● **Dataset content**
PR #1507, opened 2015-11-16
Require lodash-compat instead of lodash from Modal.js

ide:
lodash-compat is what's listed under package.json. This matches how `pick` is imported from other source files in react-bootstrap too.


taion:
Going to merge this as a straightforward bugfix and cut v0.28.1.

● **Aim of the exercise**
Wherever a line holds the word "from", copy that line out of the entries above.

● **Result of this exercise**
Require lodash-compat instead of lodash from Modal.js
lodash-compat is what's listed under package.json. This matches how `pick` is imported from other source files in react-bootstrap too.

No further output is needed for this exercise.